Your instructions: Print out the entries that follow exactly, missing none.

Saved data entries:
PR #510, opened 2018-04-16
Cygwin, support Windows-style parameter paths

benrubson:
Hi,

This PR enables the use of Windows-style paths as parameters.
Now, user can use for example :
`encfs C:\cipher X:`

Thank you 👍 

Ben


benrubson:
So as you can see here I had to create a new internal configuration item, `unmountPoint`, to retain mount point as originally provided by the user.
In Cygwin, `pkill` is used to unmount, and in order to identify the correct `encfs` process to stop (one could mount several FS at the same time), `pkill` looks at the whole `encfs` command line for the given mount point.
Unfortunately, the existing internal configuration item `mountPoint` is updated (from Win to Linux if needed, and with a trailing slash), so can't be used to unmount, as it would have chances not to match existing processes.

I did not found an easier/shorter way to solve this issue.

Issue #508, opened 2018-04-12
A request for a binary version of encfs for windows to be uploaded


mhogomchungu:
This[1] pull request made it possible to run encfs on windows.

I have a project called SiriKali[2] and would like to add support for encfs on windows and will appreciate very much for a binary version of encfs for windows to be uploaded to give some of us an opportunity to play with it.

I plan to make a new release of SiriKali on the first of April, 2018 and i'll need something to play with much sooner than that date.

[1] https://github.com/vgough/encfs/pull/499
[2] http://mhogomchungu.github.io/sirikali

benrubson:
@mhogomchungu, to be as fast as possible, as a first solution, did you try to compile it by yourself ?
It's rather easy, as per [the Wiki instructions](https://github.com/vgough/encfs/wiki/Cygwin).

For runtime, you should be able to run the compiled binary out of the Cygwin files' tree.
You will however require some DLLs such as `cygwin1.dll` : missing ones will be notified when you'll start `encfs`. Just copy them from Cygwin file's tree next to the binary, it should do the trick 👍
And of course you'll still need WinFsp, as the "FUSE layer".

Not sure how a Windows binary would have to be distributed ?
- directly as a Cygwin package, among all the other Cygwin packages ?
- here in EncFS repository, with required DLLs ? As both 32 and 64bits ?
- something else ?

Every solution would require for sure some additional maintenance.

mhogomchungu:
Best thing in my opinion is to distribute the binary here as one of the released files.

Best solution will be to statically build everything to end up with a single executable. This way,the user can put the executable anywhere on their system is just use it.

Second best thing is to ship the binary and all of its dependencies in a folder. An installer will be best used here. 

With both alternatives, it will probably be necessary to ship 32 bit and 64 bit packages.

Will see if i can build it locally.

mhogomchungu:
I managed to build it and i think i found a bug

```
C:\encfs-master\build\encfs>encfs -f C:\cipher Z:
A drive is prefered for mouting, so a path like /cygdrive/x should rather be used. Mounting anyway.
EncFS Password:
Cannot create WinFsp-FUSE file system: invalid mount point.

C:\encfs-master\build\encfs>
```
A drive letter of something like ```Z:``` is rejected as it wants something like```Z```. I think the first way is the correct way when writing drive letters.

benrubson:
Simply use `/cygdrive/z` as mount point, as proposed 👍

[...]

PR #515, opened 2018-04-26
Add a windows installer script

mhogomchungu:
This pull requests adds an "inno setup"[1] installer script to the project. This script will make it possible to easily package and distribute encfs for windows using an installer.

[1] http://www.jrsoftware.org/isinfo.php


windows-installer.iss
```diff
@@ -0,0 +1,92 @@
...
+; SEE THE DOCUMENTATION FOR DETAILS ON CREATING INNO SETUP SCRIPT FILES!
+
+#define MyAppName "Encfs"
+#define MyAppVersion "1.9.5"
+#define MyAppPublisher "encfs"
+#define MyAppURL "https://github.com/vgough/encfs"
+#define MyAppExeName "encfs.exe"
+
+; This variable should contain a path to where libraries needed by encfs are installed.
+#define MyLibraryPath "C:\cygwin\usr\bin"
```
benrubson: Perhaps drop the `usr` part of the path ?
As the real Windows path is `C:\cygwin\bin`, `C:\cygwin\usr\bin` being a mount point done by Cygwin to `C:\cygwin\bin`.

windows-installer.iss
```diff
@@ -0,0 +1,92 @@
...
+
+; This variable should contain a path to where cygwin binaries to be packaged are located.
+#define MyEXEPath "C:\cygwin\usr\bin"
```
benrubson: Same here, perhaps drop the `usr` part of the path which may be not available out of Cygwin itself ?
Thx 👍

windows-installer.iss
mhogomchungu: Done on both recommendations.

benrubson: Thank you 👍

benrubson:
Is assume this script is rather dedicated to the 32 bits version ?
(as Cygwin 64 bits is by default installed into `C:\cygwin64`)

We could also simply assume to install the 64 bits version into `C:\cygwin`...

Sounds like Appveyor has both 32 and 64 bits Cygwin versions built-in :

Solution to this problem:
PR #510, opened 2018-04-16
Cygwin, support Windows-style parameter paths

benrubson:
Hi,

This PR enables the use of Windows-style paths as parameters.
Now, user can use for example :
`encfs C:\cipher X:`

Thank you 👍 

Ben


benrubson:
So as you can see here I had to create a new internal configuration item, `unmountPoint`, to retain mount point as originally provided by the user.
In Cygwin, `pkill` is used to unmount, and in order to identify the correct `encfs` process to stop (one could mount several FS at the same time), `pkill` looks at the whole `encfs` command line for the given mount point.
Unfortunately, the existing internal configuration item `mountPoint` is updated (from Win to Linux if needed, and with a trailing slash), so can't be used to unmount, as it would have chances not to match existing processes.

I did not found an easier/shorter way to solve this issue.

Issue #508, opened 2018-04-12
A request for a binary version of encfs for windows to be uploaded


mhogomchungu:
This[1] pull request made it possible to run encfs on windows.

I have a project called SiriKali[2] and would like to add support for encfs on windows and will appreciate very much for a binary version of encfs for windows to be uploaded to give some of us an opportunity to play with it.

I plan to make a new release of SiriKali on the first of April, 2018 and i'll need something to play with much sooner than that date.

[1] https://github.com/vgough/encfs/pull/499
[2] http://mhogomchungu.github.io/sirikali

benrubson:
@mhogomchungu, to be as fast as possible, as a first solution, did you try to compile it by yourself ?
It's rather easy, as per [the Wiki instructions](https://github.com/vgough/encfs/wiki/Cygwin).

For runtime, you should be able to run the compiled binary out of the Cygwin files' tree.
You will however require some DLLs such as `cygwin1.dll` : missing ones will be notified when you'll start `encfs`. Just copy them from Cygwin file's tree next to the binary, it should do the trick 👍
And of course you'll still need WinFsp, as the "FUSE layer".

Not sure how a Windows binary would have to be distributed ?
- directly as a Cygwin package, among all the other Cygwin packages ?
- here in EncFS repository, with required DLLs ? As both 32 and 64bits ?
- something else ?

Every solution would require for sure some additional maintenance.

mhogomchungu:
Best thing in my opinion is to distribute the binary here as one of the released files.

Best solution will be to statically build everything to end up with a single executable. This way,the user can put the executable anywhere on their system is just use it.

Second best thing is to ship the binary and all of its dependencies in a folder. An installer will be best used here. 

With both alternatives, it will probably be necessary to ship 32 bit and 64 bit packages.

Will see if i can build it locally.

mhogomchungu:
I managed to build it and i think i found a bug

```
C:\encfs-master\build\encfs>encfs -f C:\cipher Z:
A drive is prefered for mouting, so a path like /cygdrive/x should rather be used. Mounting anyway.
EncFS Password:
Cannot create WinFsp-FUSE file system: invalid mount point.

C:\encfs-master\build\encfs>
```
A drive letter of something like ```Z:``` is rejected as it wants something like```Z```. I think the first way is the correct way when writing drive letters.

benrubson:
Simply use `/cygdrive/z` as mount point, as proposed 👍

[...]

PR #515, opened 2018-04-26
Add a windows installer script

mhogomchungu:
This pull requests adds an "inno setup"[1] installer script to the project. This script will make it possible to easily package and distribute encfs for windows using an installer.

[1] http://www.jrsoftware.org/isinfo.php


windows-installer.iss
```diff
@@ -0,0 +1,92 @@
...
+; SEE THE DOCUMENTATION FOR DETAILS ON CREATING INNO SETUP SCRIPT FILES!
+
+#define MyAppName "Encfs"
+#define MyAppVersion "1.9.5"
+#define MyAppPublisher "encfs"
+#define MyAppURL "https://github.com/vgough/encfs"
+#define MyAppExeName "encfs.exe"
+
+; This variable should contain a path to where libraries needed by encfs are installed.
+#define MyLibraryPath "C:\cygwin\usr\bin"
```
benrubson: Perhaps drop the `usr` part of the path ?
As the real Windows path is `C:\cygwin\bin`, `C:\cygwin\usr\bin` being a mount point done by Cygwin to `C:\cygwin\bin`.

windows-installer.iss
```diff
@@ -0,0 +1,92 @@
...
+
+; This variable should contain a path to where cygwin binaries to be packaged are located.
+#define MyEXEPath "C:\cygwin\usr\bin"
```
benrubson: Same here, perhaps drop the `usr` part of the path which may be not available out of Cygwin itself ?
Thx 👍

windows-installer.iss
mhogomchungu: Done on both recommendations.

benrubson: Thank you 👍

benrubson:
Is assume this script is rather dedicated to the 32 bits version ?
(as Cygwin 64 bits is by default installed into `C:\cygwin64`)

We could also simply assume to install the 64 bits version into `C:\cygwin`...

Sounds like Appveyor has both 32 and 64 bits Cygwin versions built-in :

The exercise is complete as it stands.